Required work - Search the records for "consider". Copy every line where it appears.

Working data -
PR #1053, opened 2022-06-15
Conditional text

fekete-robert:
The `conditional-text` shortcode allows you to show or hide parts of your content depending on the value of the `buildCondition` parameter set in your configuration file. This can be useful if you are generating different builds from the same source, for example, using a different product name. This shortcode helps you handle the minor differences between these builds.


LisaFC:
Oh this is really nice! Thanks so much for adding it (and documenting it too).

PR #1054, opened 2022-06-15
Version pagelinks

fekete-robert:
If you set the `version_menu_pagelinks` parameter to `true`, then links in the version drop-dow menu 
point to the current page in the other version, instead of the main page.
This can be useful if the document doesn't change much between the different versions.
Note that if the current page doesn't exist in the other version, the link will be broken.


LisaFC:
I wonder is there a way for this to fail more elegantly - go to the main page of the versioned site if the specific URL isn't there?

fekete-robert:
I don't think so, as there is no real way to check that the url exists - often the different versions are under different domains and different sites.

polarweasel:
This seems enormously useful even without the graceful failure mode. In our particular case, we could handle most 404s with server-side redirects.

LisaFC:
Ok, let's go with the current implementation for now, looks like people will find it useful! Thanks.

chalin:
> I wonder is there a way for this to fail more elegantly - go to the main page of the versioned site if the specific URL isn't there?

Nice feature indeed. I'd consider failing more elegantly to be essential, so I've created an issue to track this:

- #1151

/cc @nate-double-u - navigate between versions is getting closer to being supported the way we need it :)

PR #1055, opened 2022-06-15
Add missing argument

cbrownstein-lambda:
`docker build` needs as an argument the path to the Dockerfile.


geriom (approved):
Good catch. Thank you!

PR #1057, opened 2022-06-16
cards: fix max width on mobile

### LINKED ISSUE #1056: Code blocks not full width on mobile
The problem in a nutshell:

Screenshot from 2022-06-15 22-11-35

The culprit is [assets/scss/shortcodes/cards-pane.scss](https://github.com/google/docsy/blob/6769ab6e8f7d26aea222f02e86b576ee159f19c4/assets/scss/shortcodes/cards-pane.scss#L1-L5). The file hard-codes a `max-width`, which works on a desktop-like layout, but not on mobile. I think the correct fix is to change the linked lines to

```scss
.card-deck {
	@extend .td-max-width-on-larger-screens;
}
.card {
    @extend .td-max-width-on-larger-screens;
```

It looks correct on most things, but I haven't tried this with all possible card-pane configs so I'm not entirely sure. Please let me know if I should open a PR.

stephanlachnit:
Closes #1056.


LisaFC:
Looks good, thanks!

Issue #755, opened 2021-11-03
Shallow clone submodules by default


chalin:
Context:

- #269 
- https://github.com/google/docsy/pull/749#issuecomment-958990607

As I mentioned in https://github.com/google/docsy/pull/749#issuecomment-958990607, I'd vote to merge this change.

To do:

- [x] Add `shallow = true` via #269
- [ ] Update the User Guide, per https://github.com/google/docsy/pull/269#issuecomment-626995225, noting that the extra step is optional.
- [ ] Remove the `--depth 1` from the CI scripts -- assigned @chalin
- [ ] Follow through to make a similar to change to `docsy-example`, per https://github.com/google/docsy/pull/269#issuecomment-626995225

chalin:
From https://github.com/google/docsy/pull/749#issuecomment-958992545:

> For the record: on other projects, I've encountered situations where shallow cloning causes some extra headaches if you try to submit changes to submodules via the submodules themselves. I don't foresee that happening here.

There's an option for ignoring the `shallow` config setting! See [--no-recommend-shallow](https://git-scm.com/docs/git-submodule#Documentation/git-submodule.txt---no-recommend-shallow).

LisaFC:
So I *think* from discussions on #269 and #749 we can merge the change before updating the docs.

Do you have a preference for which of the above PRs (which do the same thing) we merge? :)

chalin:
The general practice I've seen is to merge the earliest of two PRs when they are equivalent.

johnpaulett:
I'm happy to rebase if needed, but #749 effectively already did that.  I won't be offended if my PR isn't the one to get in, as long as I get a smaller checkout, I'm happy!

LisaFC:
Merged the earlier one!

gwatts:
For anyone following along curious about what shallow cloning is, and what other cloning choices there are, I found this Github blog post to be a great read: https://github.blog/2020-12-21-get-up-to-speed-with-partial-clone-and-shallow-clone/

To be clear, while the above post recommends caution against shallow clone in most circumstances, i don't think they intended that to be true for circumstances like this where you're really not working directly with the cloned submodule at all and really do just want the code associated with the submodule's referenced commit.  i.e. i think shallow clones here are a good idea.

People working on updating the Docsy theme itself probably still want a full clone (or one of the other options in the above post).

chalin:
That looks like a great post! Thanks for sharing @gwatts!

chalin:
[...]

PR #1064, opened 2022-06-21
Make git submodules shallow clones to save bandwidth

fekete-robert:
and speed up builds on CI/CD systems

Unless someone is working on the underlying bootstrap or fontawesome modules,
the entire git tree is not needed


deining:
Please note PR #269 and PR #749 which are identical to this PR.
Shallow cloning was put in place with #269 already, but this change was reverted again with PR #952 due to reasons given [here](https://github.com/google/docsy/issues/755#issuecomment-1081808648).

PR #1069, opened 2022-06-24
Set NPM package version to 0.4.0-dev

chalin:


userguide/package.json
```diff
@@ -1,6 +1,5 @@
 {
   "name": "docsy-user-guide",
-  "version": "0.2.0",
```
chalin, line 3: Removing the version because the UG isn't a published package, and I don't want us to have to update this as part of the release process.

Note that the issue raised in #972 is addressed by having a package name. We don't need a version.

PR #1072, opened 2022-06-24
Remove ARIA attributes from taxonomy lists

### LINKED ISSUE #1071: Remove ARIA attributes from embedded-page breadcrumbs in taxonomy lists
From https://github.com/google/docsy/pull/1011#discussion_r905886458:

> ... remove (all?) the ARIA related labels for the taxonomy-list usage ... or maybe just use a regex to strip all aria labels from breadcrumbs in taxonomy list. I'll let you follow up on that if you think that it's worth it.

/cc @at055612

chalin:
- Closes #1071

I've chosen to avoid complicating the logic of the breadcrumbs partial since it's complicated enough already. This PR implements what I proposed earlier: it strips out unnecessary classes and irrelevant ARIA labels from the "breadcrumbs" used in the taxonomy lists.

You'll notice that I've removed the `disabled` state from the last breadcrumb since it no longer makes sense to disable it (because we're not on that page anymore :)).

Preview: https://deploy-preview-1072--docsydocs.netlify.app/categories/taxonomies/

---

### Screenshots

Before:

> image

After:

> image

/cc @at055612

### DIFF
--- a/layouts/_default/taxonomy.html
+++ b/layouts/_default/taxonomy.html
@@ -10,9 +10,11 @@
         {{ $manualLink := cond (isset .Params "manuallink") .Params.manualLink ( cond (isset .Params "manuallinkrelref") (relref . .Params.manualLinkRelref) .RelPermalink) }}
         <article class="card article-teaser article-type-{{ with .Type }}{{ ( urlize . ) }}{{ end }}">
           <h3><a href="{{ $manualLink }}"{{ with .Params.manualLinkTitle }} title="{{ . }}"{{ end }}{{ with .Params.manualLinkTarget }} target="{{ . }}"{{ if eq . "_blank" }} rel="noopener"{{ end }}{{ end }}>{{- .Title -}}</a></h3>
-          {{ if not .Site.Params.ui.taxonomy_breadcrumb_disable }}
-            {{- partial "breadcrumb.html" . -}}
-          {{ end }}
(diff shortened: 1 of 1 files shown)


chalin:
@at055612 - PTAL and approve if this solution is suitable for you.

at055612:
@chalin Agree with making the leaf link enabled on the taxonomy results.
I think a comment would be useful to explain why the regex replace is there.
I did play with passing a flag into the partial to define whether it was a page breadcrumb or not and thus whether to include the aria bits, but it wasn't working for some reason.  My only worry with the regex approach is that if someone changes the implementation of the partial they may unknowingly break the the taxonomy results.

I did wander about keeping the `aria-label` on the `<nav>` but setting its value to `"breadcrumb for {{ .LinkTitle }}"`.  However I think `aria-label` should be unique and we can't guarantee that.  Setting it to something like "breadcrumb for result N" would be an option but the partial has no knowledge of its index.

LisaFC:
LGTM, though agree with @at055612 that a comment for the regex replace would be useful, especially for future users who might want to modify or override the partial.

chalin:
Added a comment and rebased. PTAL

chalin:
Rebased. Pinging @LisaFC and @geriom for a review.

chalin:
@LisaFC - just a reminder that this is ready for your review.

LisaFC (approved):

PR #316, opened 2016-03-12
Takeaway Challenge

MuriloDalRi:


silvabox:
Nice work Murilo, this is a very thorough solution!  You could improve it by removing the responsibility from Takeaway for creating orders and just pass a constructed order into the takeaway for completion.

PR #318, opened 2016-03-12
Functionality done, experimenting on heroku branch

paulalexrees:


silvabox:
Hi Paul, thanks for submitting your takeaway challenge.  I'm inclined to say your solution is incomplete since you are relying on passing hashes around, which is definitely not satisfactory.  Also, there is no validation of the order against the menu.  I think you got distracted by trying to deploy it and lost sight of what the challenge was actually about.

PR #319, opened 2016-03-13
Takeaway Challenge - Anne

AnnemarieKohler:


silvabox:
Hi Anne, thanks for submitting your takeaway challenge.  Have a look at your design - you can simplify some of you dependency injection by injecting an instance rather than a class.  For example:
```
@order_confirmation_class = order_confirmation_class.new
```
Just inject an instance of `OrderConfirmation` from the off.  Note also you've suffixed your variable name with `_class` but set it to an instance.

PR #321, opened 2016-03-13
Takeaway Challenge Pull Request

eripheebs:


silvabox:
Hi Erika, thanks for submitting your takeaway challenge.  Your code is simple and clean which is good.  There is a weird naming issue: `@baske` instead of (I presume) `@basket`?

Passing all of those parameters to `Takeaway.new` is a red flag and can easily be avoided: you were so close!  There's no need to inject all of those dependencies and "`_klass`" dependencies.  Have a look at the solution I posted to see what I mean

PR #322, opened 2016-03-13
New beginning

hawksdoves:


silvabox:
Hi Phoebe, thanks for submitting your takeaway challenge.  Your solution has some structural issues and breaks encapsulation in places.  You need to work on your naming of things too as it makes for confusing reading.  Try looking at it again in a few days time without bias towards your thought process the first time around.

PR #327, opened 2016-03-13
Takeway challenge

ccfz:


silvabox:
Hi Caspar, thanks for submitting your takeaway challenge.  There are issues with your design: your order class has too many responsibilities and you are overly reliant on arrays.  You should also address some of your naming, which is slightly inconsistent.  Have a look at the example solution I posted for some guidance.

PR #329, opened 2016-03-13
weekend challenge

sachinkaria:
challenge completed without twilio


silvabox:
Hi Sachin,

A reasonable start, but your encapsulation is poor and there are some problems with your naming.  `order.myorder` and `order.place_order` kind of suggest a problem with the design.

PR #336, opened 2016-03-15
Challenge pull request

kylebuttner:


silvabox:
Hi Kyle,
Thanks for submitting your takeaway challenge.  Your classes should be in `lib` rather than `docs`.  You should not expose the `@view` array outside of `Order` and is `view` the right name for it?  There is also a logic error with your quantity setting in dish: what happens if you add a dish more than once?

PR #338, opened 2016-04-22
Takeaway Challenge

GeekG1rl:


silvabox:
You've got the right sorts of class names, but you are breaking encapsulation by reaching into the hash stored inside `Menu`.  Your order tests seem to switch between `order` and `test_order` - it's not clear why.  You might consider only calculating the total price when it's required, rather than keeping track of it as state in the `Order` class.

PR #339, opened 2016-04-22
Solution for takeaway_challenge

omajul85:


lib/feature_test
```diff
@@ -0,0 +1,3 @@
+dishes = {"Chicken"=>4.5, "Pork"=>5.5, "Steak"=>9.3}
+m = Menu.new dishes
+t = Takeaway.new m, Order, Notifier
```
danldb: should this have been committed?

lib/menu.rb
```diff
@@ -0,0 +1,20 @@
+class Menu
+  
+  attr_reader :dishes
+  
+  def initialize(dishes)
+    @dishes = dishes
+  end
+  
+  def read_menu
+    return "The menu is empty" if dishes.empty?
```
danldb: presentation logic

lib/order.rb
```diff
@@ -0,0 +1,51 @@
...
+  
+  def initialize(menu)
+    @dishes = {}
+    @total = 0
+    @menu = menu
+  end
+  
+  def add(dish, qty = 1)
+    fail ERR_INVALID_ORDER unless menu.contains? dish
+    dishes[dish] = qty
```
danldb: what happens if you want to add more than 1 quantity of the same dish?

```ruby
order.add(:pizza, 2)
order.add(:pizza, 1)
```
I would expect to receive 3 pizzas.

lib/order.rb
```diff
@@ -0,0 +1,51 @@
...
+  end
+  
+  alias update add
```
danldb: ?

lib/order.rb
```diff
@@ -0,0 +1,51 @@
...
+  
+  def remove(dish)
+    dishes.delete dish if contains?(dish)
+  end
+  
+  def total
```
danldb: you already have an attire_reader :total, that is being overwritten by this method

lib/order.rb
```diff
@@ -0,0 +1,51 @@
+class Order
+  
+  ERR_INVALID_ORDER = "The selected dish is not on the menu".freeze
+  ERR_EMPTY_ORDER = "The order is empty".freeze
+  
+  attr_reader :dishes, :total
+  
+  def initialize(menu)
+    @dishes = {}
+    @total = 0
```
danldb: this instance variable never gets used

danldb:
:eyes:

classes have large public interfaces - do they need all these public methods? 

worth drawing a domain diagram before you start coding - identify the messages (i.e. dependencies) that will be passed between classes.

Your methods are generally concise and readable - you obviously spend time thinking about method naming.

PR #341, opened 2016-04-23
Takeaway Challenge

lexiht:


config.yml
```diff
@@ -0,0 +1,7 @@
+{
+  account_sid: 'AC08b3a906870b047455fd47f4edf71587',
+  auth_token: '2065af8a307ed31b5cea7ff031f769bb',
+  from: "+447481343709",
+  to: "+841649129008",
+  body: "Thank you! Your order was placed and will be delivered before %s"
+}
```
danldb: this file should be in your .gitignore if you wanted to hide your secret keys and phone numbers

lib/dish.rb
```diff
@@ -0,0 +1,10 @@
+class Dish
+
+  attr_accessor :quantity
+  attr_reader :args
+
```
danldb: public attr_accessors break encapsulation -a void them wherever possible.

What is this class actually doing? What is its responsibility?

lib/menu.rb
```diff
@@ -0,0 +1,17 @@
...
+    @dishes = []
+  end
+
+  def print_menu
+    @dishes << @dish
+    @dishes.map do |dish|
+      "#{dish.args[:name]}: £#{dish.args[:price]}"
+    end.join(", ")
+  end
+
```
danldb: Every menu only has one dish

lib/order.rb
```diff
@@ -0,0 +1,19 @@
...
+    @menu = menu
+    @selected_dishes = []
+  end
+
+  def total
+    @selected_dishes.map do |dish| 
+      dish.quantity * dish.args[:price]
+    end.inject(:+)
+  end
+
```
danldb: over reliant on the attr_accessor to perform any functionality.

lib/sms.rb
```diff
@@ -0,0 +1,33 @@
+require 'twilio-ruby'
+require 'pry'
+require 'yaml'
+
+class SMS
+
+  TIME_FORMAT = "%H:%M"
+
+  def initialize(config, client: nil)
+    @client = client || Twilio::REST::Client.new(config[:account_sid], config[:auth_token])
```
danldb: good use of Dependency Injection

lib/sms.rb
```diff
@@ -0,0 +1,33 @@
...
+    @config = config || YAML.load_file('config.yml')
+  end
+
+  def deliver
+    client.account.messages.create(args)
+  end
+
+  private
+
+    attr_reader :config, :client
```
danldb: good use of private attr_reader

lib/sms.rb
```diff
@@ -0,0 +1,33 @@
...
+
+    def args
```
danldb: method name does not communicate what it returns.

lib/takeaway.rb
```diff
@@ -0,0 +1,37 @@
+require 'pry'
```
danldb: don't need to require pry here

spec/order_spec.rb
```diff
@@ -0,0 +1,23 @@
...
+
+describe Order do     #less let
+
+  subject(:order) { described_class.new(menu) }
+  let(:takeaway) { Takeaway.new(menu: menu, order: order, sms: sms, config: :config) }
+  let(:menu) { double :menu, dishes: [dish, dish2] }
+  let(:dish) { Dish.new(name: "Pizza", price: 7.50) }
+  let(:dish2) { Dish.new(name: "Soup", price: 3.20) }
+  let(:dish1) { double :dish }
+  let(:sms) { instance_double "SMS", deliver: nil }
```
danldb: Mixing real objects with doubles. The only real object in this spec file should be from the Order class.

danldb:
:eyes:
Over-reliance on attr_accessors to get and set instance variables - your classes become overly coupled as a result.

attr_accessors are usually a code smell - they should basically never be on the public interface.

PR #343, opened 2016-04-23
Ran bundle, files created

iammatthewward:


silvabox:
This is a pretty good attempt, but there are some simple improvements you can make.  You don't need to create a new instance of `Message` for every customer, you could just inject an instance into `Customer`, rather than the class.  You are breaking encapsulation by reaching into the hash inside `Menu`; instances of `Menu` should provide methods to make this unnecessary.

In `delivery_time`, use the `Time` object's built in formatting methods (i.e. `strftime`) rather than interpolating 2 new time objects.

In your `takeaway_spec` you have a lot of unnecessary `let` statements.  Use `let`s to set up objects that are used across multiple tests, otherwise just define the object inside the `it`.

PR #1726, opened 2020-08-17
xx

kristycer:


lib/takeaway.rb
```diff
@@ -0,0 +1,33 @@
+
+class Takeaway 
+attr_reader :menu, :payment
+
+    def initialize
+        @menu = { 'Salad'=>5, 'Pizza'=>8, 'Pasta'=>6 }
```
tatsiana-makers, line 6: Similar to how we extracted out a Station class from the journeys in last week's Oystercard pairing challenge, can you see a potential class we might extract out of here?

lib/takeaway.rb
```diff
@@ -0,0 +1,33 @@
+
+class Takeaway
```
tatsiana-makers, line 2: Currently this class is fulfilling more than one responsibility:
- storing and displaying the menu
- keeping track of an order

Can you see a way we can refactor so that we have multiple classes which each follow SRP?

spec/takeaway_spec.rb
```diff
@@ -0,0 +1,54 @@
...
+
+# As a customer
+# So that I can verify that my order is correct
+# I would like to check that the total I have been given matches the sum of the various dishes in my order
+
+# As a customer
+# So that I am reassured that my order will be delivered on time
+# I would like to receive a text such as "Thank you! Your order was placed and will be delivered before 18:52" after I have ordered
+
+describe Takeaway do
```
tatsiana-makers, line 19: Nice tests!

PR #1727, opened 2020-09-10
Take-away challenge VJ

vikjusko:


samcolson4:
Macro comments:
- All code has a clear purpose, classes are well defined. 
- Run rubocop to clean up the code a bit. There is some inconsistency in minor things like indentation, spacing.
- Good test coverage.

Menu:
- Good ‘print’ method to make it clear on view.
- Good use of floats!

Order
- Instead of using another hash to collect the dishes, would it have been more flexible to have to different class variables to collect the bill and the food you want?
- Great use of inject(:+) for the total. A codewars classic.

Restaurant
- Good dependency injection in initialiaze - seems flexible. Perhaps add default values to create your objects there.
- Confirm order could be simplified if the dishes were split into two class variables.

Answer space -
Nice feature indeed. I'd consider failing more elegantly to be essential, so I've created an issue to track this:
You've got the right sorts of class names, but you are breaking encapsulation by reaching into the hash stored inside `Menu`.  Your order tests seem to switch between `order` and `test_order` - it's not clear why.  You might consider only calculating the total price when it's required, rather than keeping track of it as state in the `Order` class.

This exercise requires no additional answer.